Два резких крена - сигнал к роспуску строя и заходу на посадку. Самолеты выстраиваются в журавлиную линию. Захожу вдоль костров и убираю газ. Один за другим садятся, отруливают в сторону и выключают двигатели мои товарищи. От костров к нам направляются люди. Впереди вижу невысокого, кряжистого человека в распахнутой меховой куртке. Выпрыгиваю из кабины и иду навстречу.
– Примчался, чадо окаянное?!
– с ходу набрасывается он на меня.
– Черти тебя носят! Ну зачем прилетел?
– Простите, вы, наверно, нас с кем-то путаете, - растерянно отвечаю я.
– Мы прибыли в экспедицию Бутлера…
– Вижу, что прибыли! А я запретил! Три часа назад послал телеграмму:
Кажется, я на миг забываю о правилах поведения, об уважении к старшим.
– Почему вы на меня кричите? И вообще, кто вы такой, чтобы разговаривать в таком тоне? Мне нужен начальник аэропорта или начальник экспедиции!
– Силен!
– не то радостно, не то удивленно восклицает мой собеседник.
– Силен, а?
– спрашивает он, оборачиваясь к стоящему позади мужчине.
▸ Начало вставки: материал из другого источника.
PR #18, opened 2022-09-17
Implement Host SDK for Elixir

bhelx:
This implements the a basic Elixir / Erlang host SDK. I still have some work to do on it this weekend.

## Testing

* Pull down this branch
* In a different folder create a new elixir project:
  `mix new extism_elixir_host && cd extism_elixir_host`
* Link to the local dependency by updating the `deps` in `mix.exs`:
```elixir
  defp deps do
    [
      {:extism, path: "/Users/ben/Code/extism/elixir"}
    ]
  end
```
* Run `mix deps.get`
* Run `mix deps.compile`, this should trigger the rust compilation in the elixir lib depdency
* Run `iex -S mix` to start a REPL.
* Test happy path:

Тот щурит насмешливые, чуть навыкате, карие глаза, делает шаг вперед и протягивает руку:
– Бутлер, Серафим Александрович.
Я называю себя и представляю ребят.
– Не обижайтесь на прием, - смеется Бутлер.
– Таков уж есть наш Иван Семенович. Рекомендую - начальник аэропорта Турусов! В принципе - это добрейший человек…
– Уже успел убедиться, - отвечаю я, пожимая руку Турусову. [67]
– А ты на меня сердца не имей, чадушко, - хохочет Турусов.
– Мы тут совсем извелись, вас поджидаючи! Смотри, туманище-то какой! Смекаешь? Но все хорошо, что хорошо кончается…
Так состоялось первое знакомство с людьми, которые надолго войдут в мою жизнь и оставят в ней неизгладимый и добрый след.
* * *
Едва над Таймыром устанавливается хорошая погода, мы приступаем к работе. К нам здесь относятся скептически. Летаем мало, по случайным заданиям экспедиции, а чаще - по заданиям Турусова: перевозим неподалеку какой-либо груз, почту и случайных пассажиров.
Попробуй тут доказать достоинство воздушного транспорта и жизненную необходимость малой авиации!
Помогает случай. Однажды, не застав Бутлера в кабинете, куда пришел за очередным заданием, я вышел и остановился в «фотограммке» (так сокращенно называли у нас фотограмметрическую лабораторию) возле приколотой к стене фотосхемы района.
– Любуетесь?
– остановился рядом Мосин, главный инженер экспедиции.
– Да, - ответил я.
– Вот такую бы карту да нам!
– О, это далеко не карта, - возразил Мосин.
– Только схема.
– Но почему же?
– искренне удивился я.
– Видны все реки, озера, даже тайгу от тундры можно отличить. Лучше любой карты!
– И все же это не карта, - настаивал Мосин.
– Да-с, не карта. Нет привязки твердыми астропунктами, схема не взята в жесткие рамки географических координат, не поднята, не дешифрирована и не имеет высотного обоснования.
– А что такое высотное обоснование?
– Иными словами, рельеф местности: высоты, отметки горизонталей, приведенные к уровню моря.
– Но ведь такую работу сделать несложно, и карта готова?
– В том-то и дело, что сложно, очень сложно. И в средних широтах это кропотливый и тяжкий труд, а тут бездорожье, горы, тундра. Вот бредут у нас по съемочному участку, - Мосин ткнул пальцем в схему, - несколько геодезических партий, а что толку? За сезон пять-шесть ходов, да и те ценой нечеловеческих усилий… [68]
– А таких ходов надо сделать десятки!
– вступил в разговор незаметно подошедший Бутлер.
– А как их сделать? Колхоз оленей не дает, другого транспорта нет, а главк требует - план, план!